Dunia Misteri

Beatrice Norman Turis Belanda Dihantui Setelah Curi Tengkorak Dari Makam Toraja

Dunia Misteri - Tempat Pemakaman  di Tana Toraja, Kota Makale, Provinsi  Sulawesi Selatan agak unik dibandingkan tempat-tempat lain, pada umumnya dimakamkan di tanah, berbeda dengan masyarakat Toraja memiliki tradisi untuk meletakkan jasad orang yang sudah meninggal di dalam tebing terbuka.

Londa  adalah sebuah istilah bebatuan curam di sisi makam khas Tana Toraja. Salah satunya terletak di tempat yang tinggi dari bukit dengan gua yang dalam dimana peti-peti mayat diatur sesuai dengan garis keluarga. Umumnya masyarakat dari kasta atas diletakkan di posisi yang atas. Sedangkan kelas rendah diletakkan di bawah. Karena struktur makam Toraja yang berada di tempat terbuka, di dalam tebing, maka tidak mengherankan jika banyak jasad yang tinggal tulang tergeletak di sana.

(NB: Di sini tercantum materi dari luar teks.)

PR #444, opened 2025-07-18
Fix: unreadable error lable in light mode

### LINKED ISSUE #443: Error label text not visible in light mode
**Describe the bug**
The "Error" label appears with white text on a light background when using the app in light mode, which makes it very hard to read. In dark mode, the same label looks fine since the white text stands out properly against the dark background.

**To Reproduce**
1. Go to 'Home Page'
2. Open TT Studio in light mode
3. Trigger an error state (like not connected with backend properly)

**Expected behavior**
The text inside the error badge should switch to black (or a dark color) in light mode so that it stays readable. Dark mode can continue using white text as it currently does

**Screenshots**

Image

AnkittChauhan:
## What does this PR do ?
Fixes the "Error" label text color in light mode for better readability 

Fixes #443  

Screenshot from 2025-07-18 19-25-46

### DIFF
--- a/app/frontend/src/components/Footer.tsx
+++ b/app/frontend/src/components/Footer.tsx
@@ -156,7 +156,7 @@ const Footer: React.FC<FooterProps> = ({ className }) => {
                   ? "destructive"
                   : "default"
             }
-            className="text-xs"
+            className={`text-xs ${textColor}`}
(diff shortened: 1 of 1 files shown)


anirudTT (approved):
LGTM 👍🏼

PR #468, opened 2025-07-23
shane/remove-auto-browser-load

sbennettTT:
- #467


anirudTT (changes requested):
We need to revert this change in the `api.py`. 

Screenshot 2025-07-26 at 10 39 07 PM

PR #710, opened 2026-04-07
Improve model deletion flow

rfatimaTT:
### Streaming Model Deletion with Live Logs
Replaces the synchronous model deletion flow (toast notifications + hardcoded delays) with a real-time SSE-streamed dialog that shows exactly what the backend is doing. 

#### Backend
- New async SSE endpoint GET /docker-api/stop/stream/<container_id>/ (StopStreamView) that performs stop → remove → - board reset sequentially, streaming each step's logs in real time
- Uses asyncio.create_subprocess_exec for tt-smi so output streams line-by-line instead of all at once
- Handles 404 on stop/remove gracefully (container already gone = success, not failure)
- Strips ANSI escape codes from tt-smi output
#### Frontend
- New useDeleteStream hook that connects to the SSE endpoint and buckets logs per step (deleting / resetting)
- Redesigned DeleteModelDialog with per-step inline log panels — container logs under step 1, tt-smi output under step 2
- Auto-closes dialog 1.5s after successful completion and triggers model list + hardware refresh
- Removed all toast notifications from the deletion flow
- Cleaned up deleteModel() API function (stripped toasts; still used by reset flows)

UPDATE
- remove stale models with status "unknown" without refresh and show "Your Model may have stopped unexpectedly or the board was reset"

### DIFF
--- a/app/backend/docker_control/urls.py
+++ b/app/backend/docker_control/urls.py
@@ -7,6 +7,7 @@ from django.urls import path
 from . import views
 from .views import (
     StopView,
+    StopStreamView,
     ContainersView,
     StatusView,
     ChipStatusView,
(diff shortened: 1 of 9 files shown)


rfatimaTT:
image

rfatimaTT:
self-deleted model


image

rfatimaTT:
stale model 


image

anirudTT (approved):
LGTM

Beatrice Norman Turis Belanda Dihantui Setelah Curi Tengkorak Dari Makam Toraja
Di situ Anda bisa dengan gampangnya melihat tulang belulang dan tengkorak, banyak turis dan orang luar keluar masuk ke lokasi londa tersebut karena merupakan salah satu tempat wisata di Toraja, jadi wajar saja banyak turis lokal dan manca negara yang mengunjungi pemakaman tana Toraja tersebut. Karena pengawasan dan penjagaan tidak terlalu ketat, namun ada juga yang mencuri tulang dan tengkorak dari pemakaman batu tersebut.  Tetapi Anda mungkin berpikir orang waras seharusnya tidak mungkin akan mengambil tulang ini dan membawa pulang kan?

Alasan Turis mengembalikan Tengkorak

Ternyata tidak juga. Cerita ini adalah cerita asli dari seorang turis Belanda bernama Beatrice Norman, mencuri sebuah tengkorak dan dibawa pulang ke Belanda. Tetapi beberapa tahun kemudian akhirnya Norman mengembalikan tengkorak itu dengan menggunakan jasa pengiriman.

Paket yang berisi tengkorak ini diterima oleh pihak pengurus Museum Cagar Budaya Kerajaan Kete Kesu. Mereka sendiri tidak menyadari jika ada tengkorak yang hilang, mengingat ada ribuan tengkorak keluarga Saurngalo dari Kerajaan Kete Kesu di sana.

Semenjak kejadian pencurian tengkorak itu, Norman ternyata dihantui terus menerus, anehnya bukan hanya dirinya yang diganggu, tetapi satu keluarganya. Dan ternyata begitu dikembalikan, belum juga membebaskan dirinya dari gangguan mistis tersebut, walaupun nun jauh di Negeri kincir angin.

Akhirnya sang turis sengaja terbang kembali ke Sulawesi, tepatnya ke Toraja dan melakukan upacara permintaan maaf secara adat istiadat. Baru saat itulah dirinya tidak diganggu lagi (setidaknya berdasarkan pengakuan dari sang turis saat komunikasi terakhir kali.)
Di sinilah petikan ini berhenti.